Schoolteacher John Mark Karr won't be charged with the murder of six-year-old JonBenet Ramsey after tests showed his DNA does not match DNA found in her underwear.
Source:
AFP, Reuters
29 Aug 2006 - 12:00 AM  UPDATED 22 Aug 2013 - 12:18 PM

"The warrant on Mr. Karr has been dropped by the district attorney," Karr's
lawyer Seth Temin told reporters.

"They are not proceeding with this case. We are deeply distressed by the fact that they took this man and dragged him here from Bangkok, Thailand with no forensic evidence confirming the allegations against him and no supporting factors leading to a presumption that he did anything wrong," Mr Temin said.

"The DNA associated with the victim in this case does not match John Mark Karr," District Attorney Mary Lacy said later.

"The family of Mr Karr cooperated by providing circumstantial evidence that Mr Karr spent Christmas with his family in Atlanta, Georgia," at the time of the 1996 murder, he said.

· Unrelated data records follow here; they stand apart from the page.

PR #2542, opened 2021-03-18
Provide an API to provide datastream list and content for the Argo UX

jcoyne:
## Why was this change made?

This will allow us to maintain the existing Argo UI while decoupling it from Fedora.

### DIFF
--- a/app/controllers/datastreams_controller.rb
+++ b/app/controllers/datastreams_controller.rb
@@ -1,0 +1,20 @@
+# frozen_string_literal: true
+
+# A controller to display datastreams for an object.
+# This controller is intended to be temporary until we can decouple Argo's UX
+# from the datastream abstraction.
+class DatastreamsController < ApplicationController
+  before_action :load_item
+
+  def index
+    result = @item.datastreams
+                  .reject { |name, instance| instance.new? || name == 'workflows' }
+                  .values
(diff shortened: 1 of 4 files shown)


justinlittman (commented):
Should this have the `/v1/objects/{object_id}/metadata/legacy` endpoint?

jcoyne:
I'm not understanding the question. Should what have that?

justinlittman:
This PR adds the `/v1/objects/{object_id}/metadata/datastreams` endpoint. Should it use the existing `/v1/objects/{object_id}/metadata/legacy` endpoint?

jcoyne:
I considered that, but ultimately decided against it for the following reasons:

1. This supports all datastreams, where the legacy API only supports a subset (https://github.com/sul-dlss/dor-services-app/blob/524fbc1579f725e5f896f9cecd280ef4c478cbae/app/controllers/metadata_controller.rb#L23-L33)
1. This uses the datastream name, where the legacy API has modifed the name
1. This API has a different lifecycle, it is intended to go away as we replace certain UX components in Argo, and certainly before we decouple dor-services-app from Fedora.  The legacy API may need to be supported over a longer timeframe.

mjgiarlo (approved):

justinlittman:
Thanks for the explanation @jcoyne. Makes sense to me.

mjgiarlo:
I missed the outstanding question when I merged the PR. Sorry about that!

justinlittman:
No worries. If it was a deal breaker, I would have marked as changes required.

Issue #2499, opened 2021-03-11
Implement additional part specs


arcadiafalcone:
See #2498

PR #2552, opened 2021-03-19
Implement top level part mapping.

justinlittman:
refs #2499

## Why was this change made?
Infinite MODS.

Unit, sdr-deploy

NA

### DIFF
--- a/.rubocop.yml
+++ b/.rubocop.yml
@@ -46,11 +46,23 @@ Metrics/ClassLength:
     - 'app/services/cocina/to_fedora/descriptive/related_resource.rb'
     - 'app/services/cocina/object_updater.rb'
 
-Rails/Exit:
+Performance/CollectionLiteralInLoop:
+  Enabled: true
+  Exclude:
+    - 'app/models/dor/update_marc_record_service.rb'
+    - 'app/models/symphony_reader.rb'
+    - 'app/services/cocina/from_fedora/descriptive/access.rb'
+    - 'app/services/cocina/from_fedora/descriptive/form.rb'
+    - 'app/services/cocina/from_fedora/descriptive/title_builder.rb'
+    - 'app/services/cocina/to_fedora/descriptive/access.rb'
+    - 'app/services/cocina/to_fedora/descriptive/related_resource.rb'
+    - 'app/services/cocina/to_fedora/descriptive/part_writer.rb'
+
+Rails/Output:
   Exclude:
     - 'lib/report.rb'
 
-Rails/Output:
+Rails/Exit:
   Exclude:
     - 'lib/report.rb'
 
@@ -333,8 +345,6 @@ Performance/AncestorsInclude: # (new in 1.7)
 Performance/BigDecimalWithNumericArgument: # (new in 1.7)
   Enabled: true
 Performance/BlockGivenWithExplicitBlock: # (new in 1.9)
-  Enabled: true
-Performance/CollectionLiteralInLoop: # (new in 1.8)
   Enabled: true
 Performance/ConstantRegexp: # (new in 1.9)
   Enabled: true
--- a/.rubocop_todo.yml
+++ b/.rubocop_todo.yml
@@ -89,18 +89,6 @@ Naming/VariableNumber:
     - 'spec/services/cleanup_service_spec.rb'
     - 'spec/support/datastreams.rb'
 
-# Offense count: 9
-# Configuration parameters: MinSize.
-Performance/CollectionLiteralInLoop:
-  Exclude:
-    - 'app/models/dor/update_marc_record_service.rb'
-    - 'app/models/symphony_reader.rb'
-    - 'app/services/cocina/from_fedora/descriptive/access.rb'
-    - 'app/services/cocina/from_fedora/descriptive/form.rb'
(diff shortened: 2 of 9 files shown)


justinlittman:
Before:
```
  Success:   99499 (99.499%)
  Different: 49 (0.049%)
  To Cocina error:     452 (0.452%)
  To Fedora error:     0 (0.0%)
```

After:
```
  Success:   99500 (99.5%)
  Different: 48 (0.048%)
  To Cocina error:     452 (0.452%)
  To Fedora error:     0 (0.0%)
```

.rubocop.yml
```diff
@@ -327,7 +327,7 @@ Performance/BigDecimalWithNumericArgument: # (new in 1.7)
 Performance/BlockGivenWithExplicitBlock: # (new in 1.9)
   Enabled: true
 Performance/CollectionLiteralInLoop: # (new in 1.8)
-  Enabled: true
+  Enabled: false
```
jcoyne, line 330: Is there a reason we are turning this cop off and not adding a TODO?

jcoyne (changes requested):

.rubocop.yml
justinlittman: The changes required make the code less readable and that sort of performance optimization isn't a consideration.

jcoyne: That sounds like a local consideration for the method you were working on rather than something we want to change globally.  Can you wrap your method with an exception?

justinlittman: Adding:
```
Performance/CollectionLiteralInLoop: # (new in 1.8)
  Enabled: true
  Exclude:
    - 'app/services/cocina/to_fedora/descriptive/part_writer.rb'
```

resulted in:
```
app/models/dor/update_marc_record_service.rb:164:9: C: Performance/CollectionLiteralInLoop: Avoid immutable Array literals in loops. It is better to extract it into a local variable or a constant.
        %w(partName partNumber).include?(child.name)
        ^^^^^^^^^^^^^^^^^^^^^^^
app/models/symphony_reader.rb:34:42: C: Performance/CollectionLiteralInLoop: Avoid immutable Array literals in loops. It is better to extract it into a local variable or a constant.
      record << marc_field(field) unless %w[001 003].include? field['tag'] # explicitly remove all 001 and 003 fields from the record
                                         ^^^^^^^^^^^
app/services/cocina/from_fedora/descriptive/access.rb:148:18: C: Performance/CollectionLiteralInLoop: Avoid immutable Array literals in loops. It is better to extract it into a local variable or a constant.
              if %w[marcorg oclcorg].include?(node[:authority])
                 ^^^^^^^^^^^^^^^^^^^
app/services/cocina/from_fedora/descriptive/form.rb:96:47: C: Performance/CollectionLiteralInLoop: Avoid immutable Hash literals in loops. It is better to extract it into a local variable or a constant.
          other_genre.each { |genre| forms << { type: 'genre' }.merge(build_genre(genre)) }
                                              ^^^^^^^^^^^^^^^^^
app/services/cocina/from_fedora/descriptive/title_builder.rb:97:19: C: Performance/CollectionLiteralInLoop: Avoid immutable Array literals in loops. It is better to extract it into a local variable or a constant.
            add = ['-', "'", ' '].include?(last_character) ? 0 : 1
                  ^^^^^^^^^^^^^^^
app/services/cocina/to_fedora/descriptive/access.rb:65:83: C: Performance/CollectionLiteralInLoop: Avoid immutable Hash literals in loops. It is better to extract it into a local variable or a constant.
                xml.physicalLocation access_contact.value || access_contact.code, { type: 'repository' }.merge(descriptive_attrs(access_contact))
```

which had nothing to do with my changes (or had performance considerations). And so I turned it off.

jcoyne: It's because the settings in `.rubocop.yml` are overwriting what you already have in https://github.com/sul-dlss/dor-services-app/blob/8461592524975be180ccd0d688033715c4fa2090/.rubocop_todo.yml#L94

justinlittman: Ah ... since we're ignoring it in all cases, then we should just turn it off in `.rubocop.yml`. It's confusing to split our ignores across the two rubo files, especially when we never intend to fix the TODOs.

However, at the end of the day, I don't care that much.

jcoyne: I don't think we are ignoring it in all cases.  I've hit it before and said "Ah-ha! I should fix this."  We are ignoring it in 7 specific places and five of them are in the descriptive metadata mapping.

justinlittman: OK, then I moved them from `.rubocop_todo.yml` to `.rubocop.yml` since they're not TODOs.

jcoyne: I rather think the ones in app/models were TODOs, as they were detected and never fixed, but I don't want to spend more time on this as it's really not worth it.

jcoyne (approved):

.rubocop.yml
justinlittman: Agree. I conceptually understand the reason for TODOs, but I think in practice they do more harm then good.

justinlittman: Hah, and to add insult to injury, now there is a conflict on rubocop.yml.

PR #5609, opened 2025-10-29
Adds initiating releaseWF to accessionWF and to publish job.

### LINKED ISSUE #5471: Do not run releaseWF on items/collections that are dark
[ This issue should be paired with https://github.com/sul-dlss/dor-services-app/issues/5472 We may actually need to cover that issue first since we will need a mechanism for removing items from SW when rights are changed to dark. ]

Currently, the releaseWF is applied to objects that are dark and can't be released. This can put items in a bad state in three systems:

- Argo (because the item is indexed as "released" even though it isn't public)
- FOLIO (because the item may be included in an 856 that says it's available online even though it is not)
- SW (because the display expects a purl link and/or embed view and there isn't one for dark items)

The simplest approach to this problem would be to not run the releaseWF at all on items/collections that are dark.

Currently, when the releaseWF runs on items that are dark, it correctly skips the `release-publish` step since a dark item is not published and has no purl. 

> Image

But the other parts of the release process are not skipped, which is what leads to the bad state. Argo still indexes the object as "released" and the FOLIO 856 still gets created as if the item is public. That 856 then leads SW to show purl links and/or a non-working viewer.

**Additional context**

I think releaseWF has been running on items that are dark because it has to run in order to perform "un-release"/withdraw actions. When an item is unreleased, we need to update any linked MARC record to remove the 856. So we have to solve that issue in order to solve this one. 

One option would be to make sure that all dark objects have been withdrawn before we prevent the releaseWF from running on dark items.

justinlittman:
closes #5471

Normalize the release process by always using the releaseWF.

Unit, QA

### DIFF
--- a/app/jobs/robots/dor_repo/release/release_members.rb
+++ b/app/jobs/robots/dor_repo/release/release_members.rb
@@ -1,0 +1,52 @@
+# frozen_string_literal: true
+
+module Robots
+  module DorRepo
+    module Release
+      # Release the member of a collection
+      class ReleaseMembers < Robots::Robot
+        def initialize
+          super('releaseWF', 'release-members')
+        end
+
+        def perform_work
+          return unless cocina_object.collection?
+          return unless add_wf_to_members?
+
+          published_members.each do |member|
+            create_release_workflow(druid: member.external_identifier, version: member.version)
+          end
+        end
+
+        private
+
+        def published_members
+          # .currently_members_of_collection returns a sparse RepositoryObject.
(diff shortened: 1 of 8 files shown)


app/jobs/robots/dor_repo/release/release_members.rb
```diff
@@ -0,0 +1,57 @@
+# frozen_string_literal: true
+
+module Robots
```
justinlittman: This was moved from common accessioning.

PR #5661, opened 2026-01-15
Set up MARC feature flag for refreshing metadata

### LINKED ISSUE #5665: Add feature flag for using MARC mapping for Cocina
Set up a feature flag for using a `Cocina::Models::FromMarc` mapping instead of `FromMods`. This will allow testing as the MARC mapping is progressively built out.

lwrubel:
Resolves #5665. Sets up a feature flag in order to use a FromMarc cocina mapping instead of MODS.  

Also changes the logic for generating a label when registering, using cocina (via Cocina Display) instead of MODS. 

Registered an item via folio HRID, with no label, and it pulled in the title and assigned a label.  (see https://argo-qa.stanford.edu/view/druid:qr308ht1128)

### DIFF
--- a/app/services/catalog/marc_service.rb
+++ b/app/services/catalog/marc_service.rb
@@ -8,13 +8,15 @@ module Catalog
     class CatalogRecordNotFoundError < MarcServiceError; end
     class TransformError < MarcServiceError; end
 
-    def self.mods(barcode: nil, folio_instance_hrid: nil)
-      new(barcode:, folio_instance_hrid:).mods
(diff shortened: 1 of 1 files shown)


spec/services/create_object_service_spec.rb
```diff
@@ -9,8 +9,6 @@
 
   describe '#create' do
     let(:druid) { 'druid:bc123df4567' }
-    let(:catalog_links) { [] }
```
lwrubel: Unused.

PR #5699, opened 2026-02-12
Suppress INFO-level logging in reindex job runs

mjgiarlo:
# Why was this change made?

Setting the log_level sidekiq option in the job does not suppress AJ logging.

# How was this change tested?

CI, stage


justinlittman (approved):
If you could please add some comments to the actual jobs that are affected, this is good to go.

PR #5840, opened 2026-03-03
publish messages to the rabbit queue when an error occurs

peetucket:

See sul-dlss/pre-assembly#1648

As per Mike's analysis, this may only be happening when an error occurs during accessioning, since we do not appear to be publishing messages to RabbitMQ when an error in a workflow step occurs.  Since pre-assembly counts on these messages, it will never know.

We already have a rabbitmq exchage setup so that "error" messages to the `preassembly.accession_complete` queue, so everything else should be setup to process these messages.  See https://sul-rabbit-stage.stanford.edu/#/exchanges/workflow/sdr.workflow

~~Not yet. Hold for testing.  Plan:~~

1.  Deploy to stage, run an integration test with pre-assembly that succeeds.  Verify status is still updated in pre-assembly (it works now, it should continue to work).
2. Run an integration test with pre-assembly that fails during accessioning.  Verify status is now updated in pre-assembly to error (it likely does not work now, and now it should)

Test was successful, see https://github.com/sul-dlss/pre-assembly/issues/1648#issuecomment-3999594747

### DIFF
--- a/app/services/workflow/next_step_service.rb
+++ b/app/services/workflow/next_step_service.rb
@@ -18,17 +18,15 @@ module Workflow
     # @return [ActiveRecord::Relation] a list of WorkflowSteps that have been enqueued
     def enqueue_next_steps(step:)
       next_steps = find_next(step:)
-      if last_accession_step?(step)
-        # https://github.com/sul-dlss/argo/issues/3817
-        # Theory is that many commits to solr are not being executed in the correct order, resulting in
-        # older data being indexed last.  This is an attempt to force a delay when indexing the very
-        # last step of the accessionWF.
-        sleep 1
 
-        # In theory, notifications should be sent for every step.
-        # However, currently consumers only care about the end-accession step.
-        Notifications::WorkflowStepUpdated.publish(step:)
-      end
+      # https://github.com/sul-dlss/argo/issues/3817
+      # Theory is that many commits to solr are not being executed in the correct order, resulting in
+      # older data being indexed last.  This is an attempt to force a delay when indexing the very
+      # last step of the accessionWF.
+      sleep 1 if last_accession_step?(step)
+
+      # send message to RabbitMQ for accessioning complete/error steps, pre-assembly/H3 consume one or both to update UI
+      Notifications::WorkflowStepUpdated.publish(step:) if step.status == 'error' || last_accession_step?(step)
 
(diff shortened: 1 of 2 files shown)


app/services/workflow/next_step_service.rb
```diff
@@ -18,17 +18,15 @@ def initialize
...
-      end
+
+      # https://github.com/sul-dlss/argo/issues/3817
+      # Theory is that many commits to solr are not being executed in the correct order, resulting in
+      # older data being indexed last.  This is an attempt to force a delay when indexing the very
+      # last step of the accessionWF.
+      sleep 1 if last_accession_step?(step)
+
+      # send message to RabbitMQ for accessioning complete or error occurred, pre-assembly consumes these to update UI
+      Notifications::WorkflowStepUpdated.publish(step:) if step.status == 'error' || last_accession_step?(step)
```
peetucket: this is the real change, it basically does the same as above but also does the notification for an error

spec/services/workflow/next_step_service_spec.rb
```diff
@@ -106,10 +100,25 @@
                active_version: true)
       end
 
-      it 'does not enqueue any steps' do
+      it 'does not enqueue any steps but publishes a message' do
         expect { next_steps }.not_to(change { step.reload.status })
+        expect(Notifications::WorkflowStepUpdated).to have_received(:publish).with(step:)
```
peetucket: this new expectation would have failed before since no messages are currently sent with a workflow error

mjgiarlo (approved):

app/services/workflow/next_step_service.rb
```diff
@@ -18,17 +18,15 @@ def initialize
...
-        Notifications::WorkflowStepUpdated.publish(step:)
-      end
+
+      # https://github.com/sul-dlss/argo/issues/3817
+      # Theory is that many commits to solr are not being executed in the correct order, resulting in
+      # older data being indexed last.  This is an attempt to force a delay when indexing the very
+      # last step of the accessionWF.
+      sleep 1 if last_accession_step?(step)
+
+      # send message to RabbitMQ for accessioning complete or error occurred, pre-assembly consumes these to update UI
```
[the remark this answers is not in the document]
peetucket: updated code comment

PR #5898, opened 2026-03-16
Return invalid cocina for user versions

### LINKED ISSUE #5850: Return invalid JSON when requesting a user version that has invalid cocina.
Similar to how handled in https://github.com/sul-dlss/dor-services-app/pull/5738, we need to return the invalid JSON when requesting a user version that doesn't validate. This requires an accompanying DSC method. 

Argo will need to be able to use this to support https://github.com/sul-dlss/argo/issues/5022.

mjgiarlo:
# Why was this change made?

Fixes #5850

Follows the same approach used for system versions.

# How was this change tested?

CI

### DIFF
--- a/app/controllers/user_versions_controller.rb
+++ b/app/controllers/user_versions_controller.rb
@@ -4,6 +4,7 @@
 class UserVersionsController < ApplicationController
   before_action :find_repository_object, except: %i[create]
   before_action :find_user_version, only: %i[show update solr]
+  before_action :validate_from_openapi, except: %i[show solr]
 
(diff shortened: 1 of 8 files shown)


app/controllers/user_versions_controller.rb
```diff
@@ -4,6 +4,7 @@
 class UserVersionsController < ApplicationController
   before_action :find_repository_object, except: %i[create]
   before_action :find_user_version, only: %i[show update solr]
+  before_action :validate_from_openapi, except: %i[show solr]
```
mjgiarlo: This is what we have in the versions controller.

PR #5904, opened 2026-03-19
Add a general report for getting details about a druid list

jcoyne:
```
./bin/find-item-details.rb -f bad_druids.csv > info_about_bad_druids.csv
```

So we can get details about a list of druids. Many times it is faster to do calculations on an extracted set of data.  Once the set is winnowed down, we need to know details about the members of the set.  This script gets those details.

run on sdr-infra


jcoyne:
Add readme docs too.

PR #5909, opened 2026-03-19
Change version validation in migration and expand RemoveParallelContributor 

lwrubel:
Checks validity of each version when running migrator. HOWEVER, this existing logic will not migrate an object once ANY version is found to be invalid. 

Also updates the RemoveParallelContributor migrator to cover all existing locations of `parallelContributor`, based on a dryrun migration on prod. 


lwrubel:
Closing since we have completed this migration with a refactored migration runner.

After initially say that they would release Karr, 41, the Boulder County sheriff has detained him to face child pornography charges.

The announcement that no charges would be brought against Karr came just hours before he was due for his first Colorado court appearance.

Legal experts said it would be difficult to bring the case to trial without a DNA match as scepticism grew over Karr's claims to have been with the former Little Miss Colorado when she died.

Evidence disclosed

Prosecutors have disclosed none of their evidence against Karr who, after his arrest in Thailand, professed his love for child beauty queen JonBenet and said she died by "accident".

Under Colorado law, formal charges usually must come within 72 hours of a defendant's initial court appearance.

The DNA found on the little girl's underwear was identified as belonging to a white male but has never been matched to a suspect in the murder, which for 10 years has baffled police and fascinated Americans.

JonBenet's parents, who were once said by authorities to be under an "umbrella of suspicion" in their daughter's death, were also excluded from having left the DNA. Her mother died of cancer in June this year.

Other evidence at the crime scene included a footprint found near JonBenet's body in the basement of her home and a palm print on a nearby door.

JonBenet's father, John Ramsey, found the girl's battered body in the basement on December 26, 1996, about seven hours after her mother stumbled on a bizarre letter claiming she had been kidnapped and demanding a US$118,000 ransom.

JonBenet had been strangled to death with a garrotte made from cord and a paint brush found in her mother's paint supplies, her skull fractured and her mouth duct-taped. Forensic evidence suggests she had been sexually assaulted.

Members of Karr's family insist he was out of state at the time of JonBenet's murder and could not have been involved in the crime.